Buying a Condo in Vancouver, A Word of Caution
Condos are selling like hot cakes in Vancouver right now. New developments allow investors to secure a brand new unit for a deposit as low as $5,000. The intention of this blog post is not to talk about the risk of an interest rate hike or a condo market downturn. The intention is to remind investors to plan for a day three years down the road when the unit will be completed and mortgage financing will be required.
The only initial requirement from an investor is the $5,000 itself. Even if low interest rates persist three years from now, an investor will still need to qualify for a mortgage upon completion. Many unplanned events can occur that can put mortgage qualification at risk. Examples include a marital breakdown where spousal payments are required, a job loss due to an economic downturn, or a business contraction, especially if you are self-employed or a small business owner.
Banks and lenders generally require personal and business tax returns for the last two years as part of the process of assessing credit worthiness.
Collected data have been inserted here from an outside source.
PR #2376, opened 2024-12-12
Using pre-built images in docker-compose-local.yml

davet1985:

N/A

### Change description ###

- removing part of `bin/dcup` script that builds local images

```
[ ] Yes
[ ] No
```

### DIFF
--- a/docker-compose-local.yml
+++ b/docker-compose-local.yml
@@ -67,16 +67,14 @@ services:
       - darts-network
 
   darts-gateway:
-    container_name: darts-gateway
-    image: darts-gateway:master
+    image: sdshmctspublic.azurecr.io/darts/gateway:latest
     ports:
       - "8070:8070"
     networks:
       - darts-network
 
   darts-stub-services:
-    container_name: darts-stub-services
-    image: darts-stub-services:master
+    image: sdshmctspublic.azurecr.io/darts/stub-services:latest
     ports:
       - "4551:4551"
     networks:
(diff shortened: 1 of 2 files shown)


docker-compose-local.yml
```diff
@@ -118,7 +116,7 @@ services:
     environment:
       ALLOW_CONFIG_MUTATIONS: true
       DARTS_PORTAL_URL: http://localhost:3000
-      DARTS_API_URL: http://localhost:4550
+      DARTS_API_URL: http://darts-api:4550
```
chrisbellingham-hmcts, line 119: Yeah this probably makes more sense considering `darts-api` is part of the stack here. I guess we can override the value on the command line somehow if we wish to run against localhost darts-api (i.e when running darts-api in the IDE)?

chrisbellingham-hmcts (approved):

docker-compose-local.yml
davet1985: Due to the way docker works with networks, it's not really possible to get a running container to communicate with a service running on the host machine. Unless you have some ideas here?

chrisbellingham-hmcts: Ah yes you're right. No worries, we can just run darts-portal with yarn as a process on the host if we need to run against darts-api on the host.

davet1985: Yeah indeed, that's how I do it. Or possibly if you run the darts-portal in docker directly it might be work because the networking is different.

jackmaloney (approved):

PR #2382, opened 2024-12-13
DMP-3534: Retention Confidence

chrisbellingham-hmcts:
## [DMP-3534](https://tools.hmcts.net/jira/browse/DMP-3534)

Two fundamental changes in this PR:

1. The numerical values associated with retn_conf_score have been altered per the ticket requirement. See `src/main/java/uk/gov/hmcts/darts/retention/enums/RetentionConfidenceScoreEnum.java`
2. The retention confidence reason and score that are set on a case are now driven by the provided confidence category. A DB lookup is performed on `retention_confidence_category_mapper` to obtain these values. See `src/main/java/uk/gov/hmcts/darts/retention/service/impl/RetentionServiceImpl.java`

Some additional work has been done to facilitate these changes:
* `RetentionConfidenceCategoryMapperEntity` has been updated to utilise enums rather than ints, improving code readability and aligning with the approach taken for `CaseRetentionEntity` and `CourtCaseEntity`. 
* The logic that performs the category lookup and that sets the confidence attributes on a court case has been centralised in `RetentionServiceImpl`, and calling code has been adjusted to share this common code.
* Test data classes have been created to allow for easy creation of `RetentionConfidenceCategoryMapperEntity` objects for both unit and integration tests going forward.

The changes must be accompanied by a manual data fix upon merge, which should be applied to staging, test, demo and ITHC.

```sql
UPDATE annotation_document SET ret_conf_score=0 WHERE ret_conf_score=1;
UPDATE annotation_document SET ret_conf_score=1 WHERE ret_conf_score=2;
UPDATE case_document SET ret_conf_score=0 WHERE ret_conf_score=1;
UPDATE case_document SET ret_conf_score=1 WHERE ret_conf_score=2;
UPDATE court_case SET ret_conf_score=0 WHERE ret_conf_score=1;
UPDATE court_case SET ret_conf_score=1 WHERE ret_conf_score=2;
UPDATE media SET ret_conf_score=0 WHERE ret_conf_score=1;
UPDATE media SET ret_conf_score=1 WHERE ret_conf_score=2;
UPDATE retention_confidence_category_mapper SET ret_conf_score=0 WHERE ret_conf_score=1;
UPDATE retention_confidence_category_mapper SET ret_conf_score=1 WHERE ret_conf_score=2;
UPDATE transcription_document SET ret_conf_score=0 WHERE ret_conf_score=1;
UPDATE transcription_document SET ret_conf_score=1 WHERE ret_conf_score=2; 
```

```
[ ] Yes
[x] No
```


src/test/java/uk/gov/hmcts/darts/cases/service/impl/CloseOldCasesProcessorImplTest.java
```diff
@@ -94,16 +92,17 @@ void closeCases() {
...
+
+        when(retentionApi.updateCourtCaseConfidenceAttributesForRetention(any(), eq(RetentionConfidenceCategoryEnum.AGED_CASE)))
+            .thenReturn(courtCase);
 
         // when
         closeOldCasesProcessor.closeCases(2);
 
         // then
         assertTrue(courtCase.getClosed());
-        assertEquals(CURRENT_DATE_TIME, courtCase.getRetConfUpdatedTs());
```
chrisbellingham-hmcts, line 106: Author note: The class under test no longer has responsibility for setting this attribute, therefore the assertion is removed here. Dedicated unit tests exist in `RetentionServiceImplTest` to verify this attribute is set correctly.

src/test/java/uk/gov/hmcts/darts/retention/service/impl/RetentionPostServiceImplTest.java
```diff
@@ -305,11 +303,6 @@ void ok_BeforeCurrentRetentionDate_Judge() {
         assertEquals(10, savedRetention.getCreatedBy().getId());
         assertEquals(RetentionPolicyEnum.MANUAL.getPolicyKey(), savedRetention.getRetentionPolicyType().getFixedPolicyKey());
         assertEquals(MANUAL_OVERRIDE, savedRetention.getConfidenceCategory());
-        verify(caseRepository).save(courtCaseEntityArgumentCaptor.capture());
-        CourtCaseEntity savedCourtCase = courtCaseEntityArgumentCaptor.getValue();
-        assertEquals(RetentionConfidenceReasonEnum.MANUAL_OVERRIDE, savedCourtCase.getRetConfReason());
-        assertEquals(RetentionConfidenceScoreEnum.CASE_PERFECTLY_CLOSED, savedCourtCase.getRetConfScore());
-        assertEquals(CURRENT_DATE_TIME, savedCourtCase.getRetConfUpdatedTs());
```
chrisbellingham-hmcts, line 312: Author note: The class under test no longer has responsibility for setting these attributes, therefore the assertions are removed here. Dedicated unit tests exist in `RetentionServiceImplTest` to verify these attributes are set correctly.

Similar comment applies to the other tests in this test class.

src/main/java/uk/gov/hmcts/darts/retention/enums/RetentionConfidenceScoreEnum.java
```diff
@@ -7,7 +7,7 @@
 @RequiredArgsConstructor
 public enum RetentionConfidenceScoreEnum {
 
-    CASE_PERFECTLY_CLOSED(1), CASE_NOT_PERFECTLY_CLOSED(2);
+    CASE_PERFECTLY_CLOSED(0), CASE_NOT_PERFECTLY_CLOSED(1);
```
chrisbellingham-hmcts, line 10: Should this PR include a flyway script to migrate `1` -> `0`, and `2` -> `1` for `court_case.ret_conf_score`, otherwise we'll have problems with the existing case data being wrongly interpreted?

src/integrationTest/java/uk/gov/hmcts/darts/cases/service/CloseOldCasesProcessorTest.java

If your business has been slow, steps will need to be taken to ensure you qualify for the mortgage. This is also the case for existing property owners who are expecting to renew their mortgage – the renewal is not an automatic process. Property owners with weak incomes have been caught off-guard when trying to renew their mortgages – even in this low interest rate environment.
The main point is that is if your business is weak, find ways to turn it around now. Successful qualification for mortgage financing is based on the last two years of your income. Don’t wait until your new condo unit is built to think about this or it will be too late.